:: DATA FOR THE TASK ::

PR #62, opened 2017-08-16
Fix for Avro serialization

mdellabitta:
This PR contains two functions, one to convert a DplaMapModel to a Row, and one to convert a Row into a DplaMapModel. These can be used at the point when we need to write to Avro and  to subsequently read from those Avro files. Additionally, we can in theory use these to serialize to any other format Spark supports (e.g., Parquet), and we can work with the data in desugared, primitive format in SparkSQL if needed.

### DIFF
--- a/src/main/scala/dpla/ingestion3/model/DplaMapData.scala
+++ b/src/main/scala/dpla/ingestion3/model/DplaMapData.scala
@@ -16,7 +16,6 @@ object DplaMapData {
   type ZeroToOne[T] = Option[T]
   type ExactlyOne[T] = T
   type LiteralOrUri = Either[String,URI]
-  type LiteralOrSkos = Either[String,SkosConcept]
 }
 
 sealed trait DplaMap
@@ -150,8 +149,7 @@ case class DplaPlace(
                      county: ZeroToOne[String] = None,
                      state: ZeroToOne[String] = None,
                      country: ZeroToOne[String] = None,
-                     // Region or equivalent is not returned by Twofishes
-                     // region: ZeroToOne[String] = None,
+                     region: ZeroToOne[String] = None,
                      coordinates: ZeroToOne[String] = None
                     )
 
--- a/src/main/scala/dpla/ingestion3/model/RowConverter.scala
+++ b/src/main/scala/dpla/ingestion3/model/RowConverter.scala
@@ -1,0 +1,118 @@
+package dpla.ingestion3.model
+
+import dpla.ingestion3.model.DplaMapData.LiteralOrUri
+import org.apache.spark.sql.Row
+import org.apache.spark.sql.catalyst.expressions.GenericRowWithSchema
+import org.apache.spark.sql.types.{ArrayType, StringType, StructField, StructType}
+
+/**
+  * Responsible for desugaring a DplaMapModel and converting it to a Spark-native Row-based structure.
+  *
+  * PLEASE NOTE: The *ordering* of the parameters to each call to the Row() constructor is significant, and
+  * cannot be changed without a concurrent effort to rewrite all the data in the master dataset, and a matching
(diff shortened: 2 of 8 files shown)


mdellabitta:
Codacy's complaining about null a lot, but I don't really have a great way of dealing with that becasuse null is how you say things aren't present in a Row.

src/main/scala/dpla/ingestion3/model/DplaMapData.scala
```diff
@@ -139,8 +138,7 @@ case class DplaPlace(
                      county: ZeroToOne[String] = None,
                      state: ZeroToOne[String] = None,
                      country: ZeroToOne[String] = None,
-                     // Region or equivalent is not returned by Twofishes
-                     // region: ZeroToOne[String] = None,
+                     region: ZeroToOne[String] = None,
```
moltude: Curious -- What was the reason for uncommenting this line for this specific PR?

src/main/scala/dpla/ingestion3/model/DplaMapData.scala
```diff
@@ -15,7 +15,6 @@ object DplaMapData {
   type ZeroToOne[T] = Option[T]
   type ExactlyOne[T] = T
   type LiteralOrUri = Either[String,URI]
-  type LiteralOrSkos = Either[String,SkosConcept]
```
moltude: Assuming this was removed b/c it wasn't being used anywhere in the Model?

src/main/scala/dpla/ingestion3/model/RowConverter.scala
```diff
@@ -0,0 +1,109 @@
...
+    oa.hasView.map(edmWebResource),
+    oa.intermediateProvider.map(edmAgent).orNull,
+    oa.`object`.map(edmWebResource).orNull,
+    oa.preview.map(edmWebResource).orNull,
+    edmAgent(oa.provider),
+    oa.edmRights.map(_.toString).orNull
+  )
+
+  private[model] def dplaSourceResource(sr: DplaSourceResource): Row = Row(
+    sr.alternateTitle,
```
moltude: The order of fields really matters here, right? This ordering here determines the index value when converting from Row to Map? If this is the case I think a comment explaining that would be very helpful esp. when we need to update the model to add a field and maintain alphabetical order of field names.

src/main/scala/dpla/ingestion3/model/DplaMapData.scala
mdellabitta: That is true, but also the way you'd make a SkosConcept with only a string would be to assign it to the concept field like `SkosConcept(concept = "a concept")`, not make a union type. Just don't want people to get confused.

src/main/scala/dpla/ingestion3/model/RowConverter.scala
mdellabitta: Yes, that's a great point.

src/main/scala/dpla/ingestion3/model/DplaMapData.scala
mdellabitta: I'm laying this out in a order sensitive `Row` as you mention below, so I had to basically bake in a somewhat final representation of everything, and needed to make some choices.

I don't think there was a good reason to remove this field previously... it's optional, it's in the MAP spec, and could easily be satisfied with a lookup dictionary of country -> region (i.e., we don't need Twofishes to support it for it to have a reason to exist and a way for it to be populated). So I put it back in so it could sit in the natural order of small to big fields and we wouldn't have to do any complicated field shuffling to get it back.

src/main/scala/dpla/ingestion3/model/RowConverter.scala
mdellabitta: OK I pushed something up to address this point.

:: WHAT TO DO ::
All entries shown above should be duplicated without a single difference.

:: EXERCISE SOLUTION ::
PR #62, opened 2017-08-16
Fix for Avro serialization

mdellabitta:
This PR contains two functions, one to convert a DplaMapModel to a Row, and one to convert a Row into a DplaMapModel. These can be used at the point when we need to write to Avro and  to subsequently read from those Avro files. Additionally, we can in theory use these to serialize to any other format Spark supports (e.g., Parquet), and we can work with the data in desugared, primitive format in SparkSQL if needed.

### DIFF
--- a/src/main/scala/dpla/ingestion3/model/DplaMapData.scala
+++ b/src/main/scala/dpla/ingestion3/model/DplaMapData.scala
@@ -16,7 +16,6 @@ object DplaMapData {
   type ZeroToOne[T] = Option[T]
   type ExactlyOne[T] = T
   type LiteralOrUri = Either[String,URI]
-  type LiteralOrSkos = Either[String,SkosConcept]
 }
 
 sealed trait DplaMap
@@ -150,8 +149,7 @@ case class DplaPlace(
                      county: ZeroToOne[String] = None,
                      state: ZeroToOne[String] = None,
                      country: ZeroToOne[String] = None,
-                     // Region or equivalent is not returned by Twofishes
-                     // region: ZeroToOne[String] = None,
+                     region: ZeroToOne[String] = None,
                      coordinates: ZeroToOne[String] = None
                     )
 
--- a/src/main/scala/dpla/ingestion3/model/RowConverter.scala
+++ b/src/main/scala/dpla/ingestion3/model/RowConverter.scala
@@ -1,0 +1,118 @@
+package dpla.ingestion3.model
+
+import dpla.ingestion3.model.DplaMapData.LiteralOrUri
+import org.apache.spark.sql.Row
+import org.apache.spark.sql.catalyst.expressions.GenericRowWithSchema
+import org.apache.spark.sql.types.{ArrayType, StringType, StructField, StructType}
+
+/**
+  * Responsible for desugaring a DplaMapModel and converting it to a Spark-native Row-based structure.
+  *
+  * PLEASE NOTE: The *ordering* of the parameters to each call to the Row() constructor is significant, and
+  * cannot be changed without a concurrent effort to rewrite all the data in the master dataset, and a matching
(diff shortened: 2 of 8 files shown)


mdellabitta:
Codacy's complaining about null a lot, but I don't really have a great way of dealing with that becasuse null is how you say things aren't present in a Row.

src/main/scala/dpla/ingestion3/model/DplaMapData.scala
```diff
@@ -139,8 +138,7 @@ case class DplaPlace(
                      county: ZeroToOne[String] = None,
                      state: ZeroToOne[String] = None,
                      country: ZeroToOne[String] = None,
-                     // Region or equivalent is not returned by Twofishes
-                     // region: ZeroToOne[String] = None,
+                     region: ZeroToOne[String] = None,
```
moltude: Curious -- What was the reason for uncommenting this line for this specific PR?

src/main/scala/dpla/ingestion3/model/DplaMapData.scala
```diff
@@ -15,7 +15,6 @@ object DplaMapData {
   type ZeroToOne[T] = Option[T]
   type ExactlyOne[T] = T
   type LiteralOrUri = Either[String,URI]
-  type LiteralOrSkos = Either[String,SkosConcept]
```
moltude: Assuming this was removed b/c it wasn't being used anywhere in the Model?

src/main/scala/dpla/ingestion3/model/RowConverter.scala
```diff
@@ -0,0 +1,109 @@
...
+    oa.hasView.map(edmWebResource),
+    oa.intermediateProvider.map(edmAgent).orNull,
+    oa.`object`.map(edmWebResource).orNull,
+    oa.preview.map(edmWebResource).orNull,
+    edmAgent(oa.provider),
+    oa.edmRights.map(_.toString).orNull
+  )
+
+  private[model] def dplaSourceResource(sr: DplaSourceResource): Row = Row(
+    sr.alternateTitle,
```
moltude: The order of fields really matters here, right? This ordering here determines the index value when converting from Row to Map? If this is the case I think a comment explaining that would be very helpful esp. when we need to update the model to add a field and maintain alphabetical order of field names.

src/main/scala/dpla/ingestion3/model/DplaMapData.scala
mdellabitta: That is true, but also the way you'd make a SkosConcept with only a string would be to assign it to the concept field like `SkosConcept(concept = "a concept")`, not make a union type. Just don't want people to get confused.

src/main/scala/dpla/ingestion3/model/RowConverter.scala
mdellabitta: Yes, that's a great point.

src/main/scala/dpla/ingestion3/model/DplaMapData.scala
mdellabitta: I'm laying this out in a order sensitive `Row` as you mention below, so I had to basically bake in a somewhat final representation of everything, and needed to make some choices.

I don't think there was a good reason to remove this field previously... it's optional, it's in the MAP spec, and could easily be satisfied with a lookup dictionary of country -> region (i.e., we don't need Twofishes to support it for it to have a reason to exist and a way for it to be populated). So I put it back in so it could sit in the natural order of small to big fields and we wouldn't have to do any complicated field shuffling to get it back.

src/main/scala/dpla/ingestion3/model/RowConverter.scala
mdellabitta: OK I pushed something up to address this point.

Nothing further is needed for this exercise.